* [TASK TO CARRY OUT] How do the records below read from their first line through the line containing "### LINKED ISSUE #3906: Radiation"? Write those lines out exactly.

* [EXTRACTED DATA]
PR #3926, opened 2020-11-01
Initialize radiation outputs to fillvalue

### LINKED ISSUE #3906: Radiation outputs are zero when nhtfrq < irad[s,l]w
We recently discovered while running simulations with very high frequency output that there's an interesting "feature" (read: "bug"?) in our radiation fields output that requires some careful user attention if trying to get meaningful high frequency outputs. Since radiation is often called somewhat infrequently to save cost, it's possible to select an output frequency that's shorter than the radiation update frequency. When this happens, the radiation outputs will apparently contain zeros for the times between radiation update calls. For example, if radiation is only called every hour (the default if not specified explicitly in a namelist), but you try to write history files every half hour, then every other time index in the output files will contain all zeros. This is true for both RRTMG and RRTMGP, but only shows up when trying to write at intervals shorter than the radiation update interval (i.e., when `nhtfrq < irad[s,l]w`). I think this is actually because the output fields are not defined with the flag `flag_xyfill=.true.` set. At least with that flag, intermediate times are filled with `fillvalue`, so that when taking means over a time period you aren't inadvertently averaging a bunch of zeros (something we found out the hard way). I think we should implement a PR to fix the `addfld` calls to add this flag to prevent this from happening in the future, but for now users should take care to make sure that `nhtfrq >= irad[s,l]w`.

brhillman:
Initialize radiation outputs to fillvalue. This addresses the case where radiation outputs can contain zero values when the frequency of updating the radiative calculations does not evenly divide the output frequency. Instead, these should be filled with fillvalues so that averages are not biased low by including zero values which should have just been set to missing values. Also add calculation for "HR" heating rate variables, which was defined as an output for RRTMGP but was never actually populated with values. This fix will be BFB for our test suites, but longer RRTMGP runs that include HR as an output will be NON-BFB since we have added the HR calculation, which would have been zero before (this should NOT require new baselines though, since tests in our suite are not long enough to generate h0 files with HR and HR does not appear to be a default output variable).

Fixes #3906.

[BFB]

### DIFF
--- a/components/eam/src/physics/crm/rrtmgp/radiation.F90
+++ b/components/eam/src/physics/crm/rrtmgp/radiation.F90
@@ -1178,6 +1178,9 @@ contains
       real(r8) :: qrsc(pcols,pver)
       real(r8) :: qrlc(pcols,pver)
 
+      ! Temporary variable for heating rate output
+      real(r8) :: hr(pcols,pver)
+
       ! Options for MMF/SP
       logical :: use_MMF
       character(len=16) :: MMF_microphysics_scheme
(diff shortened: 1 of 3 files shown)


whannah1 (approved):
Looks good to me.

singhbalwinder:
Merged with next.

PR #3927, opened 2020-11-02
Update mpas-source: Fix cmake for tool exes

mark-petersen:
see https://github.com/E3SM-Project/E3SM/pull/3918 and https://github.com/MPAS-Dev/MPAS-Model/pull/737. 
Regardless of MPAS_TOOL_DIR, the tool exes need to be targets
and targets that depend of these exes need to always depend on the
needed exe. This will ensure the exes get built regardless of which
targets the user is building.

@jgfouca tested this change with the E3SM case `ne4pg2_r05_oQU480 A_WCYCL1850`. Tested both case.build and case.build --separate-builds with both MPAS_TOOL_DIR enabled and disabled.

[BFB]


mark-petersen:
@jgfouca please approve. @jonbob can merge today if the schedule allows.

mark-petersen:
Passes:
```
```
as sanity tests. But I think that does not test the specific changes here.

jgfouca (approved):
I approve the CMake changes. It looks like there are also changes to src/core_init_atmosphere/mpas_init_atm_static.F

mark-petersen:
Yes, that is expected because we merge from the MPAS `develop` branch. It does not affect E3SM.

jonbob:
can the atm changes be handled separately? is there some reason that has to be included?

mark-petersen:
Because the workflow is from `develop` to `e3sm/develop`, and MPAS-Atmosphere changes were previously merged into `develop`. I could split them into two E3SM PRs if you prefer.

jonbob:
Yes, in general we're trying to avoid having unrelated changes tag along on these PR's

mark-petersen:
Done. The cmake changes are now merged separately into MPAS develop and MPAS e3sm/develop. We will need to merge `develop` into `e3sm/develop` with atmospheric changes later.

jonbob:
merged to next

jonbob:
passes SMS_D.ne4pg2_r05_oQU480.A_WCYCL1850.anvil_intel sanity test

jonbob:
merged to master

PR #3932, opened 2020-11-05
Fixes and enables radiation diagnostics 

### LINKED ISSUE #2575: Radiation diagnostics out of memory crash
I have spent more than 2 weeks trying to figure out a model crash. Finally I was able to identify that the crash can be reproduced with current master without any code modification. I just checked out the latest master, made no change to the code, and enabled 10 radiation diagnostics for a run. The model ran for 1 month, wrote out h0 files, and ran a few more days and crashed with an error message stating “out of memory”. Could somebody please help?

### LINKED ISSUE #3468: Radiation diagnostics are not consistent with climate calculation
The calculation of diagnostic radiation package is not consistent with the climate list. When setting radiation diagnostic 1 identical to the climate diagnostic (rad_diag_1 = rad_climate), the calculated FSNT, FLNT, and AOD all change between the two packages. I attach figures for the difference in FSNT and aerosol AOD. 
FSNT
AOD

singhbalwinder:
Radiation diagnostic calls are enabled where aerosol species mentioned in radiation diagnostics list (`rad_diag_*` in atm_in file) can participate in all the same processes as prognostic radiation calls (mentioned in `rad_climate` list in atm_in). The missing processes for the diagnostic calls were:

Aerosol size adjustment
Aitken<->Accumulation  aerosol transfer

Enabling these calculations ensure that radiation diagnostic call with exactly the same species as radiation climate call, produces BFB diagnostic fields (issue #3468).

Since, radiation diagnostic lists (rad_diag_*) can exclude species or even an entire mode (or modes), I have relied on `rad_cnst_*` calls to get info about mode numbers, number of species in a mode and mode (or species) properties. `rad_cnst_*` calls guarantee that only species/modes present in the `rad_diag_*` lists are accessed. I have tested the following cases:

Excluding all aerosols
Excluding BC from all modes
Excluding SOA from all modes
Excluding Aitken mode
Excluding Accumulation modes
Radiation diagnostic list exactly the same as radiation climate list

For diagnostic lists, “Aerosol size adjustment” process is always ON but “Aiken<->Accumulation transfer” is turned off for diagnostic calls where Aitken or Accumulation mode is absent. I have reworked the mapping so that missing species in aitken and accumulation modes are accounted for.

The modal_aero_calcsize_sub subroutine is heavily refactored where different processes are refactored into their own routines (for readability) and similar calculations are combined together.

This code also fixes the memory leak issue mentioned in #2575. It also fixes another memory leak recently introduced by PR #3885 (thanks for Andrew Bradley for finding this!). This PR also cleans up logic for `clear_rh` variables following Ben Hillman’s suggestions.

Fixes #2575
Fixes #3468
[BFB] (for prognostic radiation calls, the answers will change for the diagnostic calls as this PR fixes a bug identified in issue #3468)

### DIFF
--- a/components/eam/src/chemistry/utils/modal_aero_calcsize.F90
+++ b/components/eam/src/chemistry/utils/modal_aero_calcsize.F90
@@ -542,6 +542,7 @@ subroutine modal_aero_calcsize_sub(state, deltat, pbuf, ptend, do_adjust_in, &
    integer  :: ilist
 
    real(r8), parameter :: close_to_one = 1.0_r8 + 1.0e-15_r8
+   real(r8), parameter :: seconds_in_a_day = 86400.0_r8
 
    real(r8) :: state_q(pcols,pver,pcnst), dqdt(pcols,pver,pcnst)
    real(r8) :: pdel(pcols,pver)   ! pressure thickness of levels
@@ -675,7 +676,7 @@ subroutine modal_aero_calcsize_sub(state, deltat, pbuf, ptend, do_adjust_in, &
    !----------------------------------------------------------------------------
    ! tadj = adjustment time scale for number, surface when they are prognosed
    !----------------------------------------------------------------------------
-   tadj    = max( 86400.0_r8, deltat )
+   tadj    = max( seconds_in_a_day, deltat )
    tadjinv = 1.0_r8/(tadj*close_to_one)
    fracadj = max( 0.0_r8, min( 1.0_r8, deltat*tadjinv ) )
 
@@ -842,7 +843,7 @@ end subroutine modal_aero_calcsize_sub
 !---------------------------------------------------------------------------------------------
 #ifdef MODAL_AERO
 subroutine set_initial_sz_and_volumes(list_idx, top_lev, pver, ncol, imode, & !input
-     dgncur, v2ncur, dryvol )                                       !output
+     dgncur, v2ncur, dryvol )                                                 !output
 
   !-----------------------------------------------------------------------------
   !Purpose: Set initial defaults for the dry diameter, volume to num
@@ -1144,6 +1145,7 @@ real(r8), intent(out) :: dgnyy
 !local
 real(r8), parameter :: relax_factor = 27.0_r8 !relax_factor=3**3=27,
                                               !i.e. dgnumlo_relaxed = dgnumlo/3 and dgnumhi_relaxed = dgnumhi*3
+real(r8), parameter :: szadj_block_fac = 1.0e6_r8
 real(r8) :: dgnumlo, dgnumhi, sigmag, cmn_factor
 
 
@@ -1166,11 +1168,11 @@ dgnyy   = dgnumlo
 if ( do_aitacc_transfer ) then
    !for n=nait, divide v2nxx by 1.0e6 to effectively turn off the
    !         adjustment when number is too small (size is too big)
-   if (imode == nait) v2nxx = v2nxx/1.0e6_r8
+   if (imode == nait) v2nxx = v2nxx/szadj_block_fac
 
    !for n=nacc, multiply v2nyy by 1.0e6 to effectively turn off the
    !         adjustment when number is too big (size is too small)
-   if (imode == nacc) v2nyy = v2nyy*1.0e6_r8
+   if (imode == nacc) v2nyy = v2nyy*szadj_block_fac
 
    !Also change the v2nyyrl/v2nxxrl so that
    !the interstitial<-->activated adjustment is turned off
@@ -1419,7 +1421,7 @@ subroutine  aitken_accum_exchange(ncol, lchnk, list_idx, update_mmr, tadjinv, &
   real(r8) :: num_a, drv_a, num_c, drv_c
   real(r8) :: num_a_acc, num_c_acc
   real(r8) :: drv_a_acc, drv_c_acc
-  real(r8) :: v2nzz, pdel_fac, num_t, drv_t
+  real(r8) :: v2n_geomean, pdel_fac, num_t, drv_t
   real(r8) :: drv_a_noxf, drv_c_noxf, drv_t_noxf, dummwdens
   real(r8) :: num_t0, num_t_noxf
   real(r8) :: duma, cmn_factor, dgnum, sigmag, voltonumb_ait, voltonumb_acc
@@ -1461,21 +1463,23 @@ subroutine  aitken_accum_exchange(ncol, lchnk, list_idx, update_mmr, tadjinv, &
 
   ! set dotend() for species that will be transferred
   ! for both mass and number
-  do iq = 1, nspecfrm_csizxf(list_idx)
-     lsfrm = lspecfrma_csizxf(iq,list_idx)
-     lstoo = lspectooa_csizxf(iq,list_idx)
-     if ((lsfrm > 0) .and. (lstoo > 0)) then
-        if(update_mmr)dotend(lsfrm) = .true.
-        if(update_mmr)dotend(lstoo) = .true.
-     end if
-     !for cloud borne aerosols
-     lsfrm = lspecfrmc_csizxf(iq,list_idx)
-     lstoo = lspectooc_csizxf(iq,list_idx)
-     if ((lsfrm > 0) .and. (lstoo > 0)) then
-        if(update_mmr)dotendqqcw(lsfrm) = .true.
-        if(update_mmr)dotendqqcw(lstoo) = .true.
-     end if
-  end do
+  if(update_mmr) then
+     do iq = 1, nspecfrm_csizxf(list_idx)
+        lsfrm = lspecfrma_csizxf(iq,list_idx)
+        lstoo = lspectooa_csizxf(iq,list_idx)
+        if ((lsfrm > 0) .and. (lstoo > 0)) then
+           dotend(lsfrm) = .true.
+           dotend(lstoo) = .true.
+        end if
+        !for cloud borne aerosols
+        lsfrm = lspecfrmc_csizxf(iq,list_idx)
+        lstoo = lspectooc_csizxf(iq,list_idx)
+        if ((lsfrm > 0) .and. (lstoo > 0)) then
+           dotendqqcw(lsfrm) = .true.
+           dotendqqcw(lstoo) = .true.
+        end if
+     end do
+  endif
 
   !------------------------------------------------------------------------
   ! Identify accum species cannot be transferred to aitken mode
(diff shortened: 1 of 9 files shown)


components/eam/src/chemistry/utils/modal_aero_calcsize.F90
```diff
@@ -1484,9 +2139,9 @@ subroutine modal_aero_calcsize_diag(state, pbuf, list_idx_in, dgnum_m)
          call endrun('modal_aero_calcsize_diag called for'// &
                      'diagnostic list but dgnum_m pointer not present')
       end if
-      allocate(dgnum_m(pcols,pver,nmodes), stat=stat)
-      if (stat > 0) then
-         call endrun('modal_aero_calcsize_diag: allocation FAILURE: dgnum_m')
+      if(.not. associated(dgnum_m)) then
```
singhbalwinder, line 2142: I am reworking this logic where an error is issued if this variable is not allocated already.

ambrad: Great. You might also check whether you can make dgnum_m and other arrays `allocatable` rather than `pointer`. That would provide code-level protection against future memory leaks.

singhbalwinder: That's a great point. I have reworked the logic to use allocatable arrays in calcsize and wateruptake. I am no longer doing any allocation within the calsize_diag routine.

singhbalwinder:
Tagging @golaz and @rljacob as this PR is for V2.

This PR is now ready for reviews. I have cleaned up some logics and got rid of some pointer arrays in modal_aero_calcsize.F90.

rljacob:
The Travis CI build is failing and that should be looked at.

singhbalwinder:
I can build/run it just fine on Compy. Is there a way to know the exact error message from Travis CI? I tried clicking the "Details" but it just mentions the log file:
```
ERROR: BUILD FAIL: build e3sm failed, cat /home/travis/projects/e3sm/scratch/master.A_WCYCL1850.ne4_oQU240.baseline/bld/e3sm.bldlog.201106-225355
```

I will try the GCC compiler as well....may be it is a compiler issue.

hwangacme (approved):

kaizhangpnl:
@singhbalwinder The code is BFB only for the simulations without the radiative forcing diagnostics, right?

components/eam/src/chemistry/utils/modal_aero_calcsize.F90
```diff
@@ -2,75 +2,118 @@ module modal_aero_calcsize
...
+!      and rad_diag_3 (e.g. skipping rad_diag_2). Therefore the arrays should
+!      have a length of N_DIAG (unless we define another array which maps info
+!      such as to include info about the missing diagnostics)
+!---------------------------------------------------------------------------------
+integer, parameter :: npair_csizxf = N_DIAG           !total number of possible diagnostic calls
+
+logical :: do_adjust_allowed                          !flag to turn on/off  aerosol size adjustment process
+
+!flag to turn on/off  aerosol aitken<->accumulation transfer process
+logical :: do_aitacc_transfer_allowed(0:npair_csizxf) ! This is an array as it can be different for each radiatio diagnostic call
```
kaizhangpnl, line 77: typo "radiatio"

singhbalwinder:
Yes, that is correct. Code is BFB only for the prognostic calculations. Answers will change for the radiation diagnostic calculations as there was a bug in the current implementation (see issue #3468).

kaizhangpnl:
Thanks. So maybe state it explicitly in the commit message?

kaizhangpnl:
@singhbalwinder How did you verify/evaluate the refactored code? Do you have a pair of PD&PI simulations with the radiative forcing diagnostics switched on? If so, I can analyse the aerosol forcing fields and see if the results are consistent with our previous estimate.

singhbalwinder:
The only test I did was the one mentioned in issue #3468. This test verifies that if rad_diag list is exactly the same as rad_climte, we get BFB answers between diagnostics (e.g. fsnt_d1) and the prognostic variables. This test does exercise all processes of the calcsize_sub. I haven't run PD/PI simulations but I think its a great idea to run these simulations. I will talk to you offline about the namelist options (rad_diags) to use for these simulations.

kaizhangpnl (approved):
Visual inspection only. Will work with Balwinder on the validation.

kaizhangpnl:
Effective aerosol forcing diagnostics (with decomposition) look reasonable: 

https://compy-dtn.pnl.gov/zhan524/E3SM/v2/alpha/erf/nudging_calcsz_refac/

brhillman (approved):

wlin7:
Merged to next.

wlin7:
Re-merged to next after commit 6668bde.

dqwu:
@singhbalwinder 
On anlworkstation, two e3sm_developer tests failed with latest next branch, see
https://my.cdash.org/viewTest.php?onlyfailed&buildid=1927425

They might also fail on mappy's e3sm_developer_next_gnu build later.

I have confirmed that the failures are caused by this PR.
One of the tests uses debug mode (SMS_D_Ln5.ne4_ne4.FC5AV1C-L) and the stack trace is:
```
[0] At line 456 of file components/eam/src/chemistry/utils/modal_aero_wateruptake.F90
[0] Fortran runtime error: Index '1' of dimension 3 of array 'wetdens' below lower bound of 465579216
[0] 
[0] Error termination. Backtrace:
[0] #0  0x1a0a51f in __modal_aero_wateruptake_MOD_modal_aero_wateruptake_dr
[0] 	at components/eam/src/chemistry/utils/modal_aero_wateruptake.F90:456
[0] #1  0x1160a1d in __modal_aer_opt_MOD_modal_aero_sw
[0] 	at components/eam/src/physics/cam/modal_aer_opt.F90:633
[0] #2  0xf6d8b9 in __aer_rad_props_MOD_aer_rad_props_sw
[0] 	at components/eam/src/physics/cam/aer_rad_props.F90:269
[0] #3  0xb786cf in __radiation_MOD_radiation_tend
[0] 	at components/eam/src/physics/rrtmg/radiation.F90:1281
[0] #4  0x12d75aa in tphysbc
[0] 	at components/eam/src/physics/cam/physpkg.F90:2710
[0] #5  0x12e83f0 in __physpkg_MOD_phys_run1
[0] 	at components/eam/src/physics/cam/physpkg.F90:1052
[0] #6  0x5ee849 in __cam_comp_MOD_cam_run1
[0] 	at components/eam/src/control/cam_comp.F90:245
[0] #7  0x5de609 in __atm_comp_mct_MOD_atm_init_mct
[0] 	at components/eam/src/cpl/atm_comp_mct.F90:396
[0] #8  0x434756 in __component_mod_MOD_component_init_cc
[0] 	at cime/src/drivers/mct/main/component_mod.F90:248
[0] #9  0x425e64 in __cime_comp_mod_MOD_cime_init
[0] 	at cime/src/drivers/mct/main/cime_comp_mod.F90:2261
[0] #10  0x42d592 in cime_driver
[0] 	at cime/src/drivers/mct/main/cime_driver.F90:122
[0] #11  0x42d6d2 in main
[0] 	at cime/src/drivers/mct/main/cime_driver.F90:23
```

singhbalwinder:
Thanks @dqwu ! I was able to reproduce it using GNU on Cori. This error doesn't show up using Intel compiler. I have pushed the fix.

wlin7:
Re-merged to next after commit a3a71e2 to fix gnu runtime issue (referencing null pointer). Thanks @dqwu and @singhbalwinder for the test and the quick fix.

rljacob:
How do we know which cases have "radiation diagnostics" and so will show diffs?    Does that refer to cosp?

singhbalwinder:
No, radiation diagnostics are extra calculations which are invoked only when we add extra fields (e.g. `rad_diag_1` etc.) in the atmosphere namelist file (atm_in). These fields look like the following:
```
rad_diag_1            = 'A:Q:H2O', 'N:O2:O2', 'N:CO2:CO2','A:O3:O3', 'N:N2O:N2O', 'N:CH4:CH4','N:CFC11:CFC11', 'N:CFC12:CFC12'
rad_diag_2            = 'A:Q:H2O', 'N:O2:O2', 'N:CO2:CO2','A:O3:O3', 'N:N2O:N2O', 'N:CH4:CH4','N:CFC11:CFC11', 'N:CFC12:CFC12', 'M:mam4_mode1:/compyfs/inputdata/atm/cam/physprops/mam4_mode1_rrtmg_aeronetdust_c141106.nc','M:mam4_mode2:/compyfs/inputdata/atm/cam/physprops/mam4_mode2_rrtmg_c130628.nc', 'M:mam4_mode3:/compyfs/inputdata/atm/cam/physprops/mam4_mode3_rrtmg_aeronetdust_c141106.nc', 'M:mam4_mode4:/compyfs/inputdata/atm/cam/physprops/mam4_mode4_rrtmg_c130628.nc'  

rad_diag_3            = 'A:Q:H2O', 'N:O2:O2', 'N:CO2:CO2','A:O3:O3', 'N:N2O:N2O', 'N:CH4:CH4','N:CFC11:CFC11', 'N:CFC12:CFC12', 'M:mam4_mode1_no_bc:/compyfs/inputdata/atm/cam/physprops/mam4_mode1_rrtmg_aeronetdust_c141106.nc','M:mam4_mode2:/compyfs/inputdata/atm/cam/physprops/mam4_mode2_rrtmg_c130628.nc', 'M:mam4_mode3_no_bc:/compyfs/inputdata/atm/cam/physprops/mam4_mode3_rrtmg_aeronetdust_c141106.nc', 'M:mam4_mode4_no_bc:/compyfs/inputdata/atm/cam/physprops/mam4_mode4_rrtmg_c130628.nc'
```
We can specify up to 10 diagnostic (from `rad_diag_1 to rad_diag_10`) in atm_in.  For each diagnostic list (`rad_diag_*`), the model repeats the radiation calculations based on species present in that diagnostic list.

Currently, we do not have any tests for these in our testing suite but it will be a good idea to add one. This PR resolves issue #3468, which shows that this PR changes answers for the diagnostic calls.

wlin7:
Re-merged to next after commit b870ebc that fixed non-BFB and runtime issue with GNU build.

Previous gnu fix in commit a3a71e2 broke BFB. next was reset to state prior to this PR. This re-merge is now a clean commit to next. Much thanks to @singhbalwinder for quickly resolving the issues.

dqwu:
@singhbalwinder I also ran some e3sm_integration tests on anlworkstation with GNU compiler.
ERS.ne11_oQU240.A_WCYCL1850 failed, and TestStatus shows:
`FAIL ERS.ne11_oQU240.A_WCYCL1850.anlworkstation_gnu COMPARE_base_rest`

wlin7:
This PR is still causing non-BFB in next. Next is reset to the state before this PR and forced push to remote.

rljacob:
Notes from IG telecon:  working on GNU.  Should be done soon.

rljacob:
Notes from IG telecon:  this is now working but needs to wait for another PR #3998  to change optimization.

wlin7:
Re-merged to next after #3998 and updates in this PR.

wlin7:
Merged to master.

* [PROBLEM SOLUTION]
PR #3926, opened 2020-11-01
Initialize radiation outputs to fillvalue

### LINKED ISSUE #3906: Radiation outputs are zero when nhtfrq < irad[s,l]w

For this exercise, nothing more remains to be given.